*WHAT YOU HAVE TO DO*
Return each line below holding the string "every".

*THE RECORDS*

PR #1155, opened 2025-12-28
Remove deprecated toplevel ::RubyLex

### LINKED ISSUE #1154: Fix RubyLex deprecation warning
## Why

Hello. :wave: I'm running into deprecation warnings when using IRB where I see the following in my console:

``` 
warning: constant ::RubyLex is deprecated
```

## How

The fastest way to reproduce this is by launching IRB from your console and running the following (ensure Ruby warnings are enabled too):

``` 
Object.constants.find { Object.const_get(it) == Ruby }
```

## Notes

I'm using the following environment:

- **Ruby**: ruby 4.0.0 (2025-12-25 revision 553f1675f3) +YJIT +PRISM [arm64-darwin24.6.0]
- **IRB**: 1.16.0

tompng:
It was deprecated in `v1.8.0`.
Closes #1154

### DIFF
--- a/lib/irb/ruby-lex.rb
+++ b/lib/irb/ruby-lex.rb
@@ -496,6 +496,3 @@ module IRB
   end
   # :startdoc:
 end
-
-RubyLex = IRB::RubyLex
-Object.deprecate_constant(:RubyLex)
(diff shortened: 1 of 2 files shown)


st0012:
Technically speaking, removing a deprecated constant is still a breaking change. And if we were to follow semver, we need to release this change in v2.0.0.

Since there are [other things](https://github.com/search?q=repo%3Aruby%2Firb%20deprecated&type=code) being deprecated in IRB now. Maybe we can do a cleanup and cut v2.0? I've created an issue to have more discussion: https://github.com/ruby/irb/issues/1156

PR #1157, opened 2026-01-13
Add reload command to re-load files loaded via require

ahogappa:
# Summary

  Add reload command to IRB that reloads files loaded via `require`, `require_relative`, or `autoload` during an IRB session.

# Motivation

  When developing gems and debugging/testing with IRB, it's tedious to restart IRB every time you modify a file. This feature allows you to reload modified files without restarting the session.

# Implementation

  Uses Ruby::Box's sandboxed `$LOADED_FEATURES` to detect which files are loaded by require. The basic flow is:

  1. When `require` is called from the IRB prompt, execute it inside a new `Ruby::Box`
  2. Compare `$LOADED_FEATURES` before and after to detect newly loaded files
  3. Track the detected Ruby files for later reloading
  4. Load the files into the main environment using `load` (native extensions use `require`)
  5. When reload command is executed, re-load all tracked files

# Usage
## Prerequisites

  - Ruby 4.0+ with `RUBY_BOX=1` environment variable
  - `IRB.conf[:RELOADABLE_REQUIRE] = true` in your .irbrc

## Example
```rb
# .irbrc
IRB.conf[:RELOADABLE_REQUIRE] = true

# In IRB session
irb> require 'mylib'
irb> MyLib.hello  # => "original"
# ... edit mylib.rb ...
irb> reload
Reloaded: /path/to/mylib.rb
irb> MyLib.hello  # => "modified"
```
## Limitations

  - Constant redefinition warnings will appear on reload (uses load internally)
  - Native extensions (.so, .bundle) cannot be reloaded
  - Files loaded via `Ruby::Box#require` directly are not tracked
  - Context mode 5 (IRB running inside a `Ruby::Box`) is not supported
    - These could be implemented in future PRs if there's demand

### DIFF
--- a/lib/irb/command/reload.rb
+++ b/lib/irb/command/reload.rb
@@ -4,17 +4,42 @@ module IRB
   # :stopdoc:
 
   module Command
-    class Reload < Base
+    class BoxReload < Base
       category "IRB"
-      description "Reload files that were loaded via require in IRB session."
+      description "[Experimental] Reload files that were loaded via require in IRB session (requires Ruby::Box)."
+
+      help_message <<~HELP
+        Usage: box_reload
+
+        Reloads all Ruby files that were loaded via `require` or `require_relative`
+        during the current IRB session. This allows you to pick up changes made to
+        source files without restarting IRB.
+
+        Setup:
+          1. Start Ruby with RUBY_BOX=1 environment variable
+          2. Set IRB.conf[:RELOADABLE_REQUIRE] = true in your .irbrc
+
+        Example:
+          # In .irbrc:
+          IRB.conf[:RELOADABLE_REQUIRE] = true
+
+          # In IRB session:
+          require 'my_lib'  # loaded and tracked
+          # ... edit my_lib.rb ...
+          box_reload         # reloads the file
+
+        Note: This feature is experimental and requires Ruby::Box (Ruby 4.0+).
+        Native extensions (.so/.bundle) cannot be reloaded.
+      HELP
 
       def execute(_arg)
         unless reloadable_require_available?
-          warn "The reload command requires IRB.conf[:RELOADABLE_REQUIRE] = true and Ruby::Box (Ruby 4.0+) with RUBY_BOX=1 environment variable."
+          warn "box_reload requires IRB.conf[:RELOADABLE_REQUIRE] = true and Ruby::Box (Ruby 4.0+) with RUBY_BOX=1 environment variable."
           return
         end
 
-        files = IRB.conf[:__RELOADABLE_FILES__]
+        ReloadableRequire.collect_autoloaded_files
+        files = ReloadableRequire.reloadable_files
         if files.empty?
           puts "No files to reload. Use require to load files first."
           return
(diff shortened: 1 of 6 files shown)


lib/irb/default_commands.rb
```diff
@@ -252,6 +253,7 @@ def load_command(command)
 
     register(:cd, Command::CD)
     register(:copy, Command::Copy)
+    register(:reload, Command::Reload)
```
ahogappa: The command name `reload` might be confused with Rails console's `reload!`. Consider alternatives like `reload_requires` or `refresh`.

lib/irb/command/reload.rb
```diff
@@ -0,0 +1,44 @@
+# frozen_string_literal: true
+
+module IRB
+  # :stopdoc:
+
+  module Command
+    class Reload < Base
+      category "IRB"
+      description "Reload files that were loaded via require in IRB session."
```
st0012: We should mark this as experimental.
And this command should have detailed `help_mesasge` to explain what it's for and how to set things up to run it.

lib/irb/default_commands.rb
st0012: I think the name should have `box` in it so users understand it's closely associated with that language feature.

lib/irb/init.rb
```diff
@@ -197,6 +199,10 @@ def IRB.init_config(ap_path)
     }
 
     @CONF[:COPY_COMMAND] = ENV.fetch("IRB_COPY_COMMAND", nil)
+
+    @CONF[:RELOADABLE_REQUIRE] = false
+    @CONF[:__RELOADABLE_FILES__] = Set.new
+    @CONF[:__AUTOLOAD_FILES__] = Set.new
```
st0012: Can we not put these in CONF? It's already bloated with things unrelated configs. We shouldn't use this as a cache storage.

lib/irb/reloadable_require.rb
```diff
@@ -0,0 +1,115 @@
...
+      ruby_files.each { |path| current_box.load(path) }
+
+      result
+    end
+  end
+
+  unless Ruby::Box.method_defined?(:__irb_original_require__)
+    Ruby::Box.class_eval do
+      alias_method :__irb_original_require__, :require
+      alias_method :__irb_original_require_relative__, :require_relative
```
st0012: Can we avoid this old alias_method_chain style?

st0012 (changes requested):

lib/irb/reloadable_require.rb
ahogappa: fix 798a78c

lib/irb/init.rb
ahogappa: Thank you. I wasn't sure where to put them, so I placed them in CONF. Fixed in b1e5c44.

lib/irb/command/reload.rb
ahogappa: fix 3fcbb5c

lib/irb/default_commands.rb
ahogappa: Thank you. I simply renamed it to `box_reload`.

PR #12, opened 2015-10-22
[IMP] point_of_sale: make POSBox spelling consistent

jorenvo:
@mart-e good idea. I went with POSBox, because that's what we use in the shop (odoo.com/shop) and it also makes the most sense (POS abbrevation, Box camelcase).


mart-e:
merged at 5563869a84c442ece26f453c6710cfc3a339ce9a, thanks

PR #24, opened 2015-10-29
[FIX] css: rendering of inline images

mart-e:
Bootstrap forces the img-responsive images to be a block.
IMHO bootstrap should be killed and burned with fire but them it appears I know
nothing (John Snow) about CSS and making things looks nice so they have probably
their reason to do so.
Anyway, not that I care, let me use inline images for Flupke sake!

Before (:-1: :cry:)
screenshot from 2015-10-29 10-11-24

After (:+1: :tada:  )
screenshot from 2015-10-29 10-12-29


rim-odoo:
image

PR #51, opened 2015-11-03
Enable translations

mart-e:
New command make i18nhtml to add parameter LANG=...

e.g. `make LANG=fr i18nhtml`

Problem: need to make one make per language.


KangOl:
seems correct

PR #100, opened 2015-11-19
[IMP] PoS_loyalty: - improving description type of rewards

lla-odoo:
Improvements in PoS_loyalty with printscreen for rewards
Adding how to add a customer from a barcode in how to invoice


tivisse:
Landed in 9.0. Thank you.

PR #129, opened 2015-12-16
[ADD] point_of_sale: belgian fiscal data module documentation

jorenvo:


point_of_sale/belgian_fdm/setup.rst
```diff
@@ -0,0 +1,82 @@
...
+
+Required hardware
+=================
+
+* A government certified `Fiscal Data Module
+  <http://www.systemedecaisseenregistreuse.be/systemes-certifies#FDM%20certifiés>`_
+  per POS, all of them should work, but the Cleancash SC-B is
+  recommended, you will also need:
+
+  * Serial null modem cable per FDM (`example
```
mart-e: somehow sphinx complains for `Duplicate explicit target name: "example".` not sure why

point_of_sale/belgian_fdm/setup.rst
```diff
@@ -0,0 +1,82 @@
...
+government-certified device called a Fiscal Data Module (also known as
+a blackbox). This device works together with the POS application and
+logs certain transactions. On top of that, the used POS application
+must also be certified by the government and must adhere to strict
+standards specified by them. `Odoo 9 is a certified application
+<http://www.systemedecaisseenregistreuse.be/systemes-certifies>`_. More
+information concerning the Fiscal Data Module can be found on `the
+official website <http://www.systemedecaisseenregistreuse.be/>`_.
+
+**Currently our government certificate is only valid for Odoo
```
mart-e: probably add a date on that statement, in case somebody keeps a copy of an old doc somewhere

point_of_sale/belgian_fdm/setup.rst
```diff
@@ -0,0 +1,82 @@
+===================================================
+Setting up the Fiscal Data Module with the Odoo POS
+===================================================
+
+Introduction
+============
+
+The Belgian government requires certain businesses to use a
+government-certified device called a Fiscal Data Module (also known as
```
mart-e: bold for "Fiscal Data Module" and "blackbox"

point_of_sale/belgian_fdm/setup.rst
```diff
@@ -0,0 +1,82 @@
...
+the *Hardware status page* via the POSBox homepage.
+
+.. image:: media/posbox_fdm_hardware_status.png
+    :align: center
+
+Odoo
+----
+
+An Odoo POS is turned into a certified POS by installing the Belgian
+Registered Cash Register module (technical name:
```
mart-e: name of the module in bold (and we tend to use "app" instead of "module")

point_of_sale/belgian_fdm/setup.rst
```diff
@@ -0,0 +1,82 @@
...
+``pos_blackbox_be``). This installation cannot be undone. After this,
```
mart-e: Can you elaborate why can not be undone? What does it implies if I try to uninstall the app?

point_of_sale/belgian_fdm/setup.rst
tivisse: Cannot reproduce the issue.

jorenvo: I already fixed it. It was because you can't have two 'Named hyperlink references' with the same name. I turned them into 'Anonymous hyperlink references' which is the same thing but with two underscores at the end.

jorenvo:
Thanks for the quick review Martin. Fixed according to your feedback.

tivisse:
Landed in 9.0 at https://github.com/odoo/documentation-user/commit/19e1eceef0f40dbe94e4af865eb48d9b487ca94e

Thanks @jorenvo

mart-e:
@jorenvo no problem, thanks to write doc pages :-)
The "cannot be undone" this is a legal or technical restriction? I mean if I just want to test the blackbox (or I just click on the wrong module) will it be stuck on my db or can I still remove it?

jorenvo:
@mart-e it's legal restriction. It is illegal to turn a certified POS into a non-certified one. So we cannot allow uninstallation of the module, even for testing purposes. If you click on the wrong module then I don't know what to do. The 'correct' legal way would be to create a new db with a different uid and migrate all your data to that.

PR #139, opened 2016-01-27
Add Google Analytics tutorial

mge-odoo:
This tutorial is currently in `res_config` of `website_version` under the checkbox "Show me tutorial".
The user documentation is certainly a better place to show this kind of stuff.
This tutorial will also be used in another module later (in master) so instead of copy/pasting it, we will just refer to this user documentation.


mge-odoo:
Should I do something for translations @mart-e ?

PR #149, opened 2016-03-08
Remove misleading statement

cst-odoo:
Removed the sentence from line 39:

**Don't be afraid of messing up the data**,
it's very easy to duplicate your database, clean it or start a new one.

Reason: It is possible to create records that are difficult to reverse, such as accounting entries and delivery records.

RSH was consulted and approved the change.


mart-e:
Thanks

PR #150, opened 2016-03-16
Improve inventory documentation

Yenthe666:
Without adding the information about marking a transfer as TO DO you will not see the icon show up and this is really confusing.


mart-e:
Thanks, I merged it after a few changes (split line, remove uppercase, regenetate translations)

PR #155, opened 2016-03-22
[IMP] point_of_sale: reflect new certified POS approach

jorenvo:
The certification restriction is gone. Some things have changed in the
process because of this. The main change is that we'll now provide
registered POSBoxes instead of registering Odoo instances.


mart-e:
Thanks, merged at 7f0036ca2f5ac626bcac30eabd512bace3ab87ab

PR #164, opened 2016-04-26
[ADD] base_import FAQ

mart-e:
see #157 for comments
all responsability on @csnauwaert


mart-e:
damn it wrong target !

PR #170, opened 2016-06-16
Corrected udev rule name

asantos82:
The udev rule must be 99-usbusers.rules instead of 99-usbusers.rule because otherwise it would not work


tivisse:
Hello @asantos82 

This issue has already been fixed in https://github.com/odoo/documentation-user/commit/fc6906073b6616d0d4f7899c50563141c114e1d0

Thanks for the feedback.

PR #773, opened 2020-10-20
[IMP] accounting: Warning about currency exchange entries

raf-odoo:
It's not really obvious that payments and invoices need to be fully
reconciled before their currency exchange entries get created, so this
is a warning about that.

### DIFF
--- a/accounting/others/multicurrencies/exchange.rst
+++ b/accounting/others/multicurrencies/exchange.rst
@@ -105,6 +105,8 @@ journal entries. All the exchange rates differences are recorded in it.
 .. tip::
     The Exchange difference journal can be changed in your accounting settings.
 
+.. include:: full_reconcile_warning.rst
+
 .. seealso::
     * :doc:`../../bank/reconciliation/configure`
     * :doc:`../../bank/reconciliation/use_cases`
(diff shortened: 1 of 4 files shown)


raf-odoo:
@rim-odoo

raf-odoo:
I also verified that this is still the case on 14.0.

AntoineVDV:
I understand the needs for those notes but this is exactly the same text repeated in all three notes. Please look into "sphinx substitutions" to see if you can make them work across several pages (never tried myself). This is the equivalent of a `t-call` in QWeb.

raf-odoo:
@AntoineVDV Yeah, I agree the duplication isn't great. It's a result of those 3 articles duplicating a lot from each other. I'll look into that substitution mechanism you mentioned.

raf-odoo:
@AntoineVDV RST substitution didn't work since that's for single lines only. So I used the include mechanism instead. I think that to eliminate the structural duplication between those 3 documents, they need to be reworked. I can create an issue for it if you like.

AntoineVDV:
> RST substitution didn't work since that's for single lines only. So I used the include mechanism instead.

Works too. It might be even better suited in this case.

> I think that to eliminate the structural duplication between those 3 documents, they need to be reworked. I can create an issue for it if you like.

Either they have already been reworked or they will be (as part of the entire rewrite of the doc started in 13.0). In both cases, don't bother.

rim-odoo (approved):

PR #783, opened 2020-11-06
VoIP doc: move from CRM to General + new doc for Axivox as VoIP provider

jcs-odoo:


general.rst
```diff
@@ -11,3 +11,4 @@ General
    general/unsplash
    general/base_import
    general/auth
+   general/voip
```
jcs-odoo, line 14: For the forward port in ulterior version, this line can be put after **Payment Acquirers** and before **In-App Purchase**

AntoineVDV (approved):
> [MOV] general: moving VoIP docs from "CRM" to "general" 

Please only do that in >= 13.0
The structure in 12.0 is too much different from that of 13.0. That'd lead to overly complicated gitmnastic and content loss.

AntoineVDV (changes requested):
Clicked the wrong radio ><

jcs-odoo:
Duplicate of #784 

which is based on 13.0

jcs-odoo:
@AntoineVDV I guess we can delete the branch as well, then.

PR #808, opened 2020-12-14
[ADD] practical: new doc about database upgrade

jcs-odoo:


jcs-odoo:
Changed to v14 in #809

AntoineVDV:
> Changed to v14 in #809

@jcs-odoo Why?

jcs-odoo:
> > Changed to v14 in #809
> 
> @jcs-odoo Why?

There is some content that the author wrote that links to another doc published in v14 only.

AntoineVDV:
> > > Changed to v14 in #809
> > 
> > 
> > @jcs-odoo Why?
> 
> There is some content that the author wrote that links to another doc ( /db_management/hosting_changes) published in v14 only.
> I guess I could put this PR back to 13.0 if the related doc was also in 13.0.

Alternatively, a new PR could target the 12.0 so that the content is available in all versions, but without the links.
Then the currently open PR (in 14.0) merges the same content, but with the links.

In fact, the balance is between the availability of the content and the effort of adding the links (how many btw) back. Which one is best?

jcs-odoo:
> > > > Changed to v14 in #809
> > > 
> > > 
> > > @jcs-odoo Why?
> > 
> > 
> > There is some content that the author wrote that links to another doc ( /db_management/hosting_changes) published in v14 only.
> > I guess I could put this PR back to 13.0 if the related doc was also in 13.0.
> 
> Alternatively, a new PR could target the 12.0 so that the content is available in all versions, but without the links.
> Then the currently open PR (in 14.0) merges the same content, but with the links.
> 
> In fact, the balance is between the availability of the content and the effort of adding the links (how many btw) back. Which one would be best?

You're right @AntoineVDV . 
It would work in 12.0, and it is still only `/db_management/hosting_changes` that is missing, and I see no reason not to port it to 12.0 and 13.0.

It's just that I don't know if I can do that? I guess you can :) 
I was merely working with what I had.

AntoineVDV:
You just need to open a PR based on 12.0 with a cherry-pick of the commit in 14.0, then adapt the references to non-existing pages.

jcs-odoo:
> You just need to open a PR based on 12.0 with a cherry-pick of the commit in 14.0, then adapt the references to non-existing pages.

That I know, for my PR.
I meant to port the only missing doc `hosting_changes` to the previous versions so that it's there as well and I can leave my content as is.

AntoineVDV:
Ah ok, then you should be able to back-port the commit of that doc by creating a PR in 12.0 with that commit in it.
Still, make sure that that doc can fit in 12.0. It was not merged in 12.0 in the first place so there may have been a good reason not to have done so at the time.

jcs-odoo:
Alright #809  is now based on 12.0

PR #815, opened 2020-12-22
[IMP] purchase: update the reordering rules doc for v14

xpl-odoo:
With the introduction of V14, reordering rules went through some changes, such
as the replenishment view. In addition, due to the importance of this feature,
a much more in-depth presentation of all the options was deemed necessary.
Key points were also not mentioned, such as: which vendor will be
selected, what are quantities on the product's vendor, etc.


purchase/products/reordering.rst
```diff
@@ -1,51 +1,79 @@
...
-  :align: center
+.. image:: media/reordering-product-vendor.png
+   :align: center
+   :alt: Add vendor to a product in Odoo
 
 .. tip::
-  The replenishments will take place when the scheduler in the
-  *Inventory* module runs. By default in Odoo, the schedulers will run
-  every night at 12:00PM.
+   By default, a draft purchase order is created. However, if you have enabled *Purchase Agreements*,
```
AntoineVDV, line 29: That's 101 chars! :p 
You can safely break in the middle of \*a text between\*.

AntoineVDV (changes requested):
The commit title is perfect but the commit message is not. It should focus on *why* you are doing these changes instead of on *what* you are changing.
Once you lose the context, you wonder why it is stated that "This document was kept as reordering rules are quite important".
This doesn't need to be kilometric. The point of the commit message is to spare lots of time to future readers who will dig in the commit history to figure out why this section was added, or why this picture was updated this way, etc.

Appart that, RST looks good to me :+1:

AntoineVDV (approved):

*TASK ANSWER*
  When developing gems and debugging/testing with IRB, it's tedious to restart IRB every time you modify a file. This feature allows you to reload modified files without restarting the session.
-  every night at 12:00PM.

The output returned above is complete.